A 0.20 m uniform bar has a mass of 0.75 kg and is released from rest in the vertical position, as the drawing shows. The spring is initially unstrained and has a spring constant of 25.0 N/m. Find the tangential speed with which end A strikes the horizontal surface.

To find the tangential speed with which end A strikes the horizontal surface, we can use the principle of conservation of mechanical energy. We need to calculate the potential energy at the center of mass, gravitational potential energy at height h, and the kinetic energy when the bar reaches the horizontal position.

1. Calculate the potential energy at the center of mass:
The potential energy at the center of mass can be calculated as the gravitational potential energy of the entire bar. The formula for gravitational potential energy is given by U = mgh, where m is the mass, g is the acceleration due to gravity, and h is the height.

In this case, since the bar is initially in the vertical position, the height h is the length of the bar divided by 2 (assuming the center of mass is at the center of the bar). So, h = 0.20 m / 2 = 0.10 m.

Using the formula U = mgh, where m = 0.75 kg and g = 9.8 m/s^2, we can calculate the potential energy at the center of mass.

U = (0.75 kg) * (9.8 m/s^2) * (0.10 m)
U = 0.735 J

2. Calculate the gravitational potential energy at height h:
The gravitational potential energy at height h can be calculated using the same formula as before. In this case, h is equal to the length of the bar, which is 0.20 m.

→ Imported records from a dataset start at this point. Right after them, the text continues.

Issue #1107, opened 2026-07-31
test(parity): the process↔classify class detector is structurally blind to LLM-path-only defects (it missed #974)


Geoffe-Ga:
## The gap

`tests/test_process_classify_parity.py` describes itself (module docstring,
L11-13) as:

> This module is the *class* detector for that defect — it fails automatically
> on a fourth instance, without anyone remembering to extend a list of axes.

**#974 was the fourth instance, and this detector did not catch it.**

## Why it missed

Precondition 1 of the invariant (docstring L31-36) scopes the whole comparison
to the deterministic path:

```python
pipeline = Pipeline(config=CreekConfig(), no_llm=True)      # L213
...
run_classify(vault_path=..., method="rules", force=True)    # L235-240
```

The precondition is *correct* on its own terms — an LLM-vs-rules disagreement is
genuinely not this defect class. But #974's defect **only manifests on the LLM
path**, and structurally so:

* `creek/pipeline.py` runs `rule_classifier.classify` (L573) **before**
  `apply_tier` (L579), so a rules-derived `confessional` + `conviction` is
  already visible to the privacy pre-pass. Verified: with `no_llm=True` and a
  body carrying the rules' confessional/conviction keywords, the pipeline
  already produces `intimate` at HEAD.
* The LLM dispatch (L586-590) runs **after** `apply_tier`, so only an
  LLM-hardened voice signal is invisible to the pre-pass. That was #974.

So the detector's blind spot is not an oversight in a fixture — it is the exact
complement of where the defect lives. Any future axis wired into one
orchestrator's *post-LLM* segment and not the other's will slip past it too.

## Proposal

Add a second parity scenario alongside the existing one, on a **stubbed** LLM
path — no network, no real provider:

* process side: `Pipeline(config=..., no_llm=False)` with
  `rule_classifier.classify` stubbed to a no-op and the tier classifiers'
  `.classify` stubbed to a deterministic verdict function.
* classify side: `run_classify(method="llm", force=True)` with
  `LLMClassifier.classify_with_reasoning` patched to the *same* deterministic
  verdict function (the pattern at `tests/test_classify_engine.py:1596-1613`),
  and `_assert_classifiers_available` patched out.

Because both sides consume an identical stubbed verdict, precondition 1's
concern (LLM-vs-rules disagreement) does not apply, and the same
whole-frontmatter-dict comparison minus `_CLASSIFY_ONLY_KEYS` can be reused
[...]

Issue #1106, opened 2026-07-31
feat(classify): no targeted remediation (and no visibility) for vaults already mis-stamped by the pre-#974 pipeline


Geoffe-Ga:
> **Rewritten 2026-08-14** after the joint audit of the three held tier/consent P0s (`wf_25ad9152-fae`, at `4767db3`). The original body's headline harm was **refuted** by merged PR #1423; the surviving harm is different and is stated below. Ordered **last** of the three P0s — see #1212 and #1031.

## The gap

#974 stops `creek process` from stamping confessional self-authored fragments `personal`. It does **nothing** for fragments already written that way, because `privacy_tier` is a one-way ratchet: nothing lowers it, and nothing revisits a tier that is already concrete.

An operator who ran `creek process` before #974 has an unknown number of fragments carrying `privacy_tier: personal` + `voice_proxy_eligible: true` that should be `intimate` + `false`. Those are admissible to a PERSONAL-ceiling caller and still feed voice-proxy generation.

## Why this is upstream of the other two P0s — measured

One vault holding both a keyless and a mis-stamped fragment:

```
_scan_fill_gaps      -> untiered=1        # sees keyless; BLIND to mis-stamped
voice default (ALL)  -> [keyless, mis]    # admits BOTH
voice PERSONAL       -> [mis]             # #1212's fix does NOT catch this
```

**A mis-stamped fragment survives both sibling fixes.** After #1212 it is still admitted at every ceiling >= personal, because its raw frontmatter honestly says `personal`. After #1031 it still egresses: `max_source_tier` = `personal`, and `resolve("classification", personal)` -> cloud.

This issue supplies the value the other two gates trust. It goes last only because it is a *feature* (detector + remediation surface) whose landing would move the disk values their fixtures depend on.

## What remediation exists today

| Command | Fixes it? | Cost |
|---|---|---|
| `creek classify --method llm` (no `--force`) | **No** | `needs_tier` is `False` for a concrete tier, so the reassess is skipped |
| `creek classify --method llm --force` | Yes | Re-pays the whole vault's LLM bill, **and** bypasses the preserved short-circuit (`classify_engine.py:923`), overriding `classification_method: manual` operator curation |
| `creek classify --method rules --force` | Yes | Free, but untargeted, whole-vault, and re-stamps `classification_method: llm -> rules`, **destroying provenance** |
[...]

Issue #1105, opened 2026-07-31
fix(classify): a non-force LLM run writes the confessional+conviction INTIMATE trigger and discards it — owns_tier gates the reassess out


Geoffe-Ga:
## The defect (fifth instance of the "wired into one entry point but not the other" class)

Found while fixing #974. **This is a different mechanism from #974 and is not fixed by it.**

`creek/classify/classify_engine.py::_prepare_fragment` computes

```python
owns_tier = needs_tier(raw) or force        # classify_engine.py:765
```

and `_process_file` gates the post-classification privacy reassess on it:

```python
if prepared.owns_tier:                       # classify_engine.py:919-920
    new_fragment = reassess(new_fragment, body, classifier=privacy)
```

`needs_tier` (`creek/classify/privacy_pass.py:90-92`) is `True` only when the
`privacy_tier` key is absent or literally `unclassified`. So for **any fragment
that already carries a concrete tier**, a non-`--force` run has `owns_tier ==
False` and the reassess never runs — even when that same run's LLM just produced
`voice_register: confessional` + `confidence: conviction`, which is
`PrivacyClassifier.classify_tier`'s third INTIMATE trigger
(`creek/classify/privacy.py:141`).

The run **writes the intimate trigger to disk and discards it in the same pass.**

## Reproduction (verified at b35811a)

Write one fragment stamped `privacy_tier: personal`, self-authored, platform
`markdown`, neutral body. Run `run_classify(method="llm", force=False)` with
`LLMClassifier.classify_with_reasoning` stubbed to return
`voice_register=confessional, confidence=conviction`. On-disk frontmatter after
the run:

```yaml
privacy_tier: personal
voice:
  confidence: conviction
  voice_register: confessional
voice_proxy_eligible: true
```

Expected: `privacy_tier: intimate`, `voice_proxy_eligible: false` — exactly what
`tests/test_classify_engine.py::test_classification_signals_escalate_the_tier`
already pins for the *untiered* shape.

## Who hits it

* **`creek fill --upgrade`** → `creek/cli.py:2342` calls
  `run_classify(..., method="llm", force=False)`. Its whole purpose is to
  upgrade fragments that already went through a pass — i.e. fragments that
  already carry a tier. Every one of them is in the blind spot.
* **Post-material-edit reclassification.** `VaultWriter.update_fragment` calls
  `_clear_classification` (drops the classification keys so the next pass
  revisits the fragment) and `_retier_after_rewrite`
[...]

PR #1113, opened 2026-08-01
fix(pipeline): run the post-classification privacy reassess in creek process

### LINKED ISSUE #974: fix(pipeline): creek process never runs the post-classification privacy reassess — confessional fragments stay PERSONAL and voice-proxy eligible

Geoffe-Ga:
## Summary

- **`creek process` never ran the post-classification privacy reassess.** `privacy_pass.reassess` exists to *raise* a fragment's tier once classification has hardened its voice signals — `PrivacyClassifier.classify_tier`'s third INTIMATE trigger is self-authored + `voice_register: confessional` + `confidence: conviction` (`creek/classify/privacy.py:141`), and those axes only exist after the classifier runs. `classify_engine._process_file` calls it (L919-920); `Pipeline._run_classification` did not. Fixed by mirroring the engine's ordering exactly: **classify → audience → praxis → reassess**, with reassess the last mutation before the write.
- **The pre-pass `apply_tier` does not move.** It must stay above the LLM dispatch so the per-tier router sees a real tier (#876, Intimate-never-cloud) — which is exactly *why* it cannot see the voice axes the LLM is about to fill in, and why a second look is needed.
- **This is about what the pipeline *writes*, not what a caller may *read*.** A fragment stamped with too low a tier at write time defeats every downstream read gate, because they all trust the stamp. Deliberately unrelated to the MCP tier-ceiling work (#1037/#1068/#1073/#1078/#1084/#1090).

### The divergence this closes

Same fragment, same body, same model verdict:

| | `privacy_tier` | `voice_proxy_eligible` |
|---|---|---|
| `creek classify --method llm` | `intimate` | `false` |
| `creek process` (before this PR) | `personal` | **`true`** |

The `true` is the damage: a confessional fragment stayed admissible to a PERSONAL-ceiling MCP caller and kept feeding voice-proxy generation (`creek/generate/voice_authenticity.py:336` filters on exactly this field). Which command the user happened to run decided whether intimate content was voice-proxy eligible.

## The diff

```python
raw: dict[str, object] = {PRIVACY_TIER_KEY: frag.privacy_tier}
owns_tier = needs_tier(raw)          # read BEFORE apply_tier answers it
frag = apply_tier(frag, item.body, raw=raw, force=False, ...)   # unmoved
...                                   # LLM dispatch, audience, apply_praxis
if owns_tier:
    frag = reassess(frag, item.body, classifier=self.privacy_classifier)
```

Four files: `creek/pipeline.py` (the fix), `creek/classify/privacy_pass.py` (docstring only), `tests/test_pipeline.py` (additive test class), `tests/test_process_classify_parity.py` (docstring note only).

## Safety properties, each verified rather than asserted

**It cannot lower a tier.** `reassess` reduces through `privacy_pass.escalate`, which returns the candidate only when `_ESCALATION_RANK[candidate] > _ESCALATION_RANK[current]`. `privacy_tier` is a one-way ratchet and lowering one is permanent burial, so this is the load-bearing property. It holds even when the model returns `voice_register: None` / `confidence: None` — pinned by `test_reassess_never_lowers_a_tier`, which drives both a lighter explicit verdict and an all-`None` verdict against already-`intimate` journal fragments.

**No fourth `privacy_tier` reader.** The change calls only the shared primitives (`needs_tier`, `apply_tier`, `reassess`); `reassess` reads the tier internally via `privacy_filter.tier_of`. The `raw={PRIVACY_TIER_KEY: frag.privacy_tier}` synthesis is pre-existing and only hoisted into a named local. #1079 is open because two existing readers already disagree; this adds none.

**`creek/` still never imports `creek_mcp`.** Zero hits.

**It does not bury ordinary content.** Between the pre-pass and the reassess, the only field `classify_tier` reads that anything can change is `voice`:

| pass | writes |
|---|---|
| `LLMClassifier._apply_classification` (`llm/orchestrator.py:279-297`) | `frequency`, `wavelength`, `voice`, `praxis_potential` — nothing else |
| `audience.classify_and_enforce` | `audience` |
| `apply_praxis` | `praxis_potential` |

`classify_tier` reads `source.platform`, `source.author`, `title`, body, `source.channel`, `voice.voice_register`, `voice.confidence`. Intersection = `voice`. So the LLM structurally **cannot** rewrite a title into a recovery keyword or flip authorship — the second `classify_tier` call is a provable no-op for every shape except self-authored + confessional + conviction. In particular: non-self-authored fragments can never reach an INTIMATE branch, and a `no_llm` / rules-only run changes nothing at all (`test_a_no_llm_run_changes_no_tier`).

**Ordering pins intact.** `TestPipelineTierRouting::test_untiered_journal_fragment_routes_local_and_gets_a_tier` (#876), the #937 audience placement, and #877's escalate-only praxis are all untouched and green.

## The `owns_tier` guard — an explicit decision

`reassess` is gated on `owns_tier = needs_tier(raw)`, mirroring `classify_engine._prepare_fragment` (`:765`, `:919-920`; `force` is always `False` here, so the engine's `needs_tier(raw) or force` reduces to `needs_tier(raw)`). It is **unreachable in production** — `grep -rn privacy_tier creek/ingest/` returns zero hits, so every ingested fragment arrives `unclassified` and `owns_tier` is always `True`.

It is included anyway because `apply_tier` *itself* declines to overwrite a tier already on record when `force=False` (`privacy_pass.py:153-155`). An unguarded reassess would make the pipeline honour a pre-set tier before the model runs and override it after — and deciding that question unilaterally, in the pipeline only, would create a **new** divergence between the two entry points, which is the exact defect class this issue is about. Whether the guard philosophy is right *repo-wide* is filed as #1105. `test_a_preset_ingester_tier_is_not_silently_raised` pins the seam contract and documents that it passes both before and after this fix, so nobody deletes it as "never red".

## Existing vaults are already wrong — say it plainly

**This PR does not remediate them.** A fragment `creek process` wrote before this fix carries `privacy_tier: personal`, and the ratchet will not walk it up retroactively. Verified remediation options today, all measured against a vault fixture:

| command | fixes it? | cost |
|---|---|---|
| `creek classify --method llm` (no `--force`) | **no** | `needs_tier` is `False` for a concrete tier → `owns_tier` `False` → reassess skipped |
| `creek classify --method llm --force` | yes | re-pays the whole vault's LLM bill, **and** `--force` bypasses the preserved short-circuit so it overwrites `classification_method: manual` curation |
| `creek classify --method rules --force` | yes (the pre-pass reads the `voice` already on disk and escalates) | free, but clobbers LLM-derived frequency/wavelength/voice with rules verdicts |
| `creek fill --gaps` | **cannot even report it** | it counts `needs_tier(raw)`; a wrongly-`personal` fragment is not untiered, so it is invisible |

So the operator's real recovery story is *"run `creek classify --method llm --force` and pay for it twice, losing your manual curation."* That is a threat, not a remediation path. Filed as **#1106** (a targeted re-tier pass plus a gap detector).

## Is `creek process` the only unwired entry point?

Enumerated every caller of the tier-stamping path:

| caller | runs `reassess`? |
|---|---|
| `creek process` → `Pipeline._run_classification` | **no** — this PR |
| `creek classify` / `creek sync` → `classify_engine._process_file` | yes, gated on `owns_tier` |
| MCP `creek.classify` (`creek_mcp/tools/classify.py:54`) | inherits the engine; `creek_mcp` does no independent tier stamping |
| re-ingest material edit → `vault/writer.py::_retier_after_rewrite` | n/a — no classifier runs there; escalate-only frontmatter mirror of `apply_tier` |
| `cli.py:2184` `_scan_fill_gaps` | read-only |
| `classify_engine._persist_tier_only` | n/a — nothing was classified |

As an *entry point*, yes — `creek process` was the only one. But a **fifth instance of the same defect class** is visible from here, with a different mechanism, and I filed it rather than fixing it: **#1105**. `owns_tier` is `False` for any fragment already carrying a concrete tier, so a non-`--force` LLM run writes the confessional+conviction trigger to disk and discards it in the same pass. Verified on a vault fixture at `b35811a`:

```yaml
privacy_tier: personal          # not raised
voice:
  confidence: conviction        # the trigger was written
  voice_register: confessional
voice_proxy_eligible: true
```

That hits `creek fill --upgrade` (`cli.py:2342`) and every post-material-edit reclassification.

## Test plan

**RED evidence, verified by me at `b35811a` before any fix:** `tests/test_pipeline.py::TestPipelinePrivacyReassess` → `2 failed, 3 passed`.
- `test_a_confessional_llm_verdict_raises_the_tier_before_the_write` → `AssertionError: assert 'personal' == 'intimate'` on the **on-disk** frontmatter after `_write_to_vault` (not the in-memory fragment — `voice_proxy_eligible` is a computed field and "what reaches the vault" is the contract).
- `test_a_non_confessional_verdict_leaves_the_tier_untouched` → the self-authored essay case read `open`, expected `intimate`.

The engine's counterpart (`tests/test_classify_engine.py::test_classification_signals_escalate_the_tier`) was already green throughout — so the two-commands-disagree evidence is exactly the new pipeline test failing while the engine test passes.

**Five new tests**, each designed so a blanket-escalate implementation cannot pass (distinct expected tiers in one batch, plus witness assertions that the stubbed verdict actually landed):

1. `test_a_confessional_llm_verdict_raises_the_tier_before_the_write` — on-disk `intimate` / `voice_proxy_eligible: false`.
2. `test_reassess_never_lowers_a_tier` — the ratchet, against a lighter verdict and an all-`None` verdict.
3. `test_a_non_confessional_verdict_leaves_the_tier_untouched` — three fragments, three distinct tiers (`personal` / `intimate` / `open`).
4. `test_a_preset_ingester_tier_is_not_silently_raised` — the `owns_tier` seam contract.
5. `test_a_no_llm_run_changes_no_tier` — the deterministic path is a strict no-op.

**Ran:**
- `pytest tests/test_pipeline.py tests/test_process_classify_parity.py tests/test_privacy_pass.py tests/test_classify_engine.py` → **147 passed**.
- `./scripts/check-all.sh` → **exit 0**, 7300 passed / 30 deselected, branch coverage **94.12%**.
- Gate 2.5 `code-review-orchestrator` over the diff → **CLEAN**, zero blocking and zero non-blocking findings.

No bypasses: zero `# noqa`, `# type: ignore`, `@pytest.mark.skip` or `--no-verify` anywhere in the diff; no threshold touched.

## Follow-ups filed (not fixed here, per #1011)

- **#1105** (P1) — fifth instance: `owns_tier` gates the reassess out on non-`--force` LLM runs, so a newly-hardened INTIMATE trigger is written and discarded in the same pass.
- **#1106** (P2) — no targeted remediation, and no visibility, for vaults already mis-stamped by the pre-#974 pipeline.
- **#1107** (P2) — `tests/test_process_classify_parity.py` calls itself the class detector for this defect family but is structurally blind to LLM-path-only instances, which is why it missed this one. Recorded as a known limitation in its docstring by this PR.

Closes #974
Refs #876, #937


Geoffe-Ga:
## Summary
`creek process` never called `privacy_pass.reassess`, the escalate-only second privacy-tier look that `creek classify`/`creek sync` run after classification hardens a fragment's voice signals. This meant a self-authored, confessional, high-conviction fragment could land `privacy_tier: personal` / `voice_proxy_eligible: true` via `creek process` while the same content would land `intimate` / `false` via `creek classify` — a real leak into voice-proxy generation. The PR hoists the `raw` dict, computes `owns_tier` before `apply_tier` answers it, and adds a guarded `reassess(...)` call as the last mutation before the write, mirroring the engine's ordering exactly.

## Strengths
- The new pipeline code (`creek/pipeline.py:605-650`) is a byte-for-byte structural match to `classify_engine.py`'s `_prepare_fragment`/`_process_file` ordering (classify → audience → praxis → reassess, gated on `owns_tier`) — I diffed both and confirmed the claim.
- The `owns_tier` guard is correctly justified: `apply_tier` already declines to overwrite a pre-set tier when `force=False`, so an unguarded reassess would asymmetrically honor-then-override a deliberate operator tier. `test_a_preset_ingester_tier_is_not_silently_raised` pins this seam even though it's unreachable with today's ingesters, with a comment explicitly warning against deleting it as "never red."
- Test design actively resists a cheating implementation: `test_a_non_confessional_verdict_leaves_the_tier_untouched` asserts three *distinct* expected tiers in one batch so a blanket-escalate-everything implementation cannot pass.
- I independently verified the "only `voice` changes between pre-pass and reassess" claim by reading `classify_tier` (`creek/classify/privacy.py:104-149`) against what audience/praxis passes write — it holds.
- The escalate-only ratchet itself already has a dedicated unit-level matrix test (`tests/test_privacy_pass.py::test_escalate_matrix`), so the pipeline-level tests only need to confirm correct wiring, which they do.
- PR description is exemplary: documents RED evidence, enumerates every tier-stamping caller, honestly states this doesn't remediate already-mis-stamped vaults, and files three well-scoped follow-up issues (#1105/#1106/#1107) rather than scope-creeping the fix.

## Security Concerns
None. 🟢 This is itself a privacy-hardening fix (closes a path where confessional content stayed voice-proxy eligible). No new `privacy_tier` reader is introduced; `creek/` still doesn't import `creek_mcp`.

## Problems
None found blocking merge.

## Code Quality
- Minor: `test_reassess_never_lowers_a_tier` uses `journal`-platform fragments, whose `classify_tier` rule (`platform == JOURNAL → INTIMATE`) already forces `INTIMATE` independent of the stubbed voice verdict. So this particular test doesn't isolate "a lighter verdict fails to demote" as cleanly as its docstring implies — the outcome is somewhat overdetermined by the platform rule rather than purely by `escalate`. Not a real gap given `escalate` has its own matrix test elsewhere, just a naming/framing nit worth a follow-up thought.
- The docstring additions in `_run_classification` are very long (roughly tripling the method's comment volume). Justified given the subtlety of the ordering constraint, but worth watching if this pattern keeps compounding across future privacy-pass changes.

## CLAUDE.md Adherence
✅ TDD: RED evidence documented and independently plausible given the diff. ✅ Conventional commit (`fix(pipeline): ...`). ✅ No bypasses (no `noqa`/`type: ignore`/`skip`/`--no-verify` in the diff). ✅ Operates from project root patterns preserved. ✅ No threshold changes. CI was still `IN_PROGRESS` at review time (not failed) — standard gate, not a diff issue.

## Testing
Five new tests in `TestPipelinePrivacyReassess` cover: the core escalation, the never-lowers ratchet, non-confessional no-ops across three distinct tiers, the `owns_tier` seam contract, and the no-LLM strict no-op path. This is thorough and well above the bar for a targeted fix.

## Documentation
`privacy_pass.py`'s `reassess` docstring updated to note both entry points now call it; `test_process_classify_parity.py`'s module docstring gained an honest "known limitation" note explaining why this class of bug evaded that detector. Good documentation hygiene.



## Verdict: LGTM

The fix is a minimal, precisely-targeted wiring change verified line-for-line against classify_engine.py's existing ordering (classify → audience → praxis → reassess, gated on owns_tier); the escalate-only ratchet is independently unit-tested in test_privacy_pass.py, and the five new pipeline tests use distinct expected tiers per fragment specifically to rule out a blanket-escalate false pass. No bugs, no CLAUDE.md violations, and no missing test coverage were found — the only remark (test_reassess_never_lowers_a_tier's outcome being overdetermined by the journal platform's own INTIMATE rule) is a minor observation, not something that would block merge.

Geoffe-Ga:
**CI**: 4/7 Green
**VERDICT**: LGTM
**Action**: pull comment 5148550726 to see in-depth feedback and continue iterating

Geoffe-Ga:
**CI**: 10/10 Green
**VERDICT**: LGTM

Geoffe-Ga:
## Summary
Fixes #974: `creek process` (the `Pipeline._run_classification` path) never called `privacy_pass.reassess`, so a fragment whose LLM verdict came back self-authored + `confessional` + `conviction` (the third INTIMATE trigger in `PrivacyClassifier.classify_tier`) stayed stamped `personal` / `voice_proxy_eligible: true` — while the same content through `creek classify` correctly landed `intimate` / `false`. The fix hoists `owns_tier = needs_tier(raw)` before the pre-pass `apply_tier` call and adds a guarded `reassess(...)` as the last mutation before write, placed to exactly mirror `classify_engine._prepare_fragment` / `_process_file`'s ordering and gating.

## Strengths
- **Ordering is provably correct, not just asserted.** I read `classify_tier` (`creek/classify/privacy.py:104-149`) directly: the self-authored INTIMATE checks (recovery keyword → journal → confessional+conviction) run *before* the essay/discord/fallback branches, and the only field that changes between the pre-pass and the reassess call is `fragment.voice` (voice_register/confidence) — title, body, source.platform, source.author, source.channel are all fixed at ingest time. That matches the PR's "intersection = voice" claim exactly.
- **Escalate-only ratchet is real.** `escalate()` (`privacy_pass.py:96-114`) strictly requires `_ESCALATION_RANK[candidate] > _ESCALATION_RANK[current]`, so a weaker post-classification verdict structurally cannot lower a tier — verified by reading the rank table, not just trusting the docstring.
- **`owns_tier` guard mirrors the engine 1:1.** `classify_engine._prepare_fragment` computes `owns_tier = needs_tier(raw) or force`; the pipeline correctly notes `force` is always `False` on this path so the two reduce to the same expression, and both call sites gate `reassess` on the same boolean. I confirmed this against `classify_engine.py:762-768` and `:915-920`.
- **Test suite is adversarially designed.** `TestPipelinePrivacyReassess` uses three fragments with three *distinct* expected tiers in one batch (`test_a_non_confessional_verdict_leaves_the_tier_untouched`) specifically so a "just return intimate for everything" stub implementation cannot pass. `test_a_preset_ingester_tier_is_not_silently_raised` pins a seam contract that is un-reachable in production today but protects the `owns_tier` guard from being silently deleted as "never red." `test_reassess_never_lowers_a_tier` exercises both an explicit lighter verdict and an all-`None` verdict against `intimate` journal fragments.
- **Honest scope-limiting.** The PR explicitly flags a same-class defect it did *not* fix (#1105: `owns_tier` also gates out non-`--force` LLM reclassification runs) rather than scope-creeping the fix, and separately documents that existing vaults are not remediated by this change (#1106) plus a known blind spot in the parity-test detector (#1107, patched into that module's docstring here).

## Security Concerns
None. 🟢 This is a fix that *tightens* a privacy-tier leak (a confessional/self-authored fragment previously stayed voice-proxy-eligible when it should not have). No new I/O, no new external input handling, no change to the redaction or MCP tier-ceiling boundary.

## Problems
None found. No bugs, no incorrect ordering, no complexity blowup (the added logic is one bool read + one guarded call).

## Code Quality
- The inline docstring/comment blocks in `pipeline.py` are quite dense (several multi-sentence comment blocks citing issue numbers and other files by line number). This is consistent with the file's existing style (the `#937`/`#877` comments right above it use the same density), so it's not a deviation — just flagging as a matter of taste, not a blocker.
- Nothing else to flag; the diff is minimal and every line change is load-bearing.

## CLAUDE.md Adherence
✅ TDD: PR body documents RED evidence (`2 failed, 3 passed`) captured before the fix.
✅ Coverage: PR reports `./scripts/check-all.sh` exit 0, 94.12% branch coverage (≥90% threshold) — I was not able to independently re-execute `pytest`/`check-all.sh` in this review sandbox (test-running Bash commands were blocked from auto-approval), so this is trusted from the PR's reported run rather than independently re-verified here.
✅ No bypasses: no `# noqa`, `# type: ignore`, `@pytest.mark.skip`, or `--no-verify` introduced (confirmed by reading the full diff — none present).
✅ Typing: `dict[str, object]`/`bool` annotations are consistent with the file's existing strict-mypy style; no `Any` introduced.
✅ Docstrings: every new function/class in the test file and the touched `pipeline.py` docstring block are fully documented (Args/Returns), consistent with the ≥95% interrogate threshold.
✅ Commit/PR conventions: `fix(pipeline): ...` follows Conventional Commits; PR targets a feature branch, not a direct push to main.

## Testing
Five new tests in `TestPipelinePrivacyReassess`, each targeting a distinct facet: the RED-evidence case (on-disk frontmatter, not just in-memory fragment — important, since `voice_proxy_eligible` is what actually gates downstream generation), the never-lowers-a-tier ratchet (including an all-`None` verdict, which is the shape a partial/malformed model answer produces), the escalate-on-signal-not-on-principle case (three distinct tiers in one batch), the `owns_tier` seam contract, and the no-LLM no-op case (protecting `test_process_classify_parity`'s deterministic-path invariant). I traced each test's expected tier back through `classify_tier`'s actual branch logic and they all check out (e.g., `frag-reassess005`'s essay+confessional+conviction correctly resolves to `INTIMATE` because the self-authored checks run before the essay branch). No insufficient-testing concerns.

## Documentation
The `privacy_pass.py` module docstring and `test_process_classify_parity.py` module docstring were both updated to reflect the new caller and the newly-documented detection blind spot (#1107). Accurate and matches the implementation.



## Verdict: LGTM

The fix is small, surgical, and precisely mirrors the already-trusted classify_engine ordering (owns_tier guard, escalate-only reassess placed last); I independently verified every load-bearing claim (classify_tier's branch order, the voice-only intersection between passes, the UNCLASSIFIED-tier default, and voice_proxy_eligible's computed-field derivation) against the actual source, and they all check out. Five new tests pin the ratchet, the no-regression case, and the owns_tier seam contract with distinct expected tiers per fragment so a blanket-escalate stub cannot fake a pass — there is nothing here I'd hold up merge for.

Geoffe-Ga:
**CI**: 4/7 Green
**VERDICT**: LGTM
**Action**: pull comment 5148656344 to see in-depth feedback and continue iterating

Geoffe-Ga:
**CI**: 10/10 Green
**VERDICT**: LGTM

Using the formula U = mgh, where m = 0.75 kg and g = 9.8 m/s^2, we can calculate the gravitational potential energy at height h.

U = (0.75 kg) * (9.8 m/s^2) * (0.20 m)
U = 1.47 J

3. Calculate the total mechanical energy:
The total mechanical energy is the sum of the potential energy at the center of mass and the gravitational potential energy at height h.

Total mechanical energy = Potential energy at the center of mass + Gravitational potential energy at height h
Total mechanical energy = 0.735 J + 1.47 J
Total mechanical energy = 2.205 J

4. Calculate the kinetic energy at the horizontal position:
At the horizontal position, all potential energy is converted into kinetic energy. Therefore, the kinetic energy at the horizontal position is equal to the total mechanical energy.

Kinetic energy = Total mechanical energy = 2.205 J

Now, we can use the formula for kinetic energy to calculate the tangential speed (v) when the bar reaches the horizontal position. The formula for kinetic energy is given by KE = (1/2) * m * v^2, where KE is the kinetic energy, m is the mass, and v is the velocity.

Using the formula for kinetic energy, we can calculate the tangential speed (v).

2.205 J = (1/2) * 0.75 kg * v^2

Rearranging the equation and solving for v:

v^2 = (2 * 2.205 J) / (0.75 kg)
v^2 = 5.88 m^2/s^2
v = √(5.88 m^2/s^2)
v = 2.42 m/s

Therefore, the tangential speed with which end A strikes the horizontal surface is 2.42 m/s.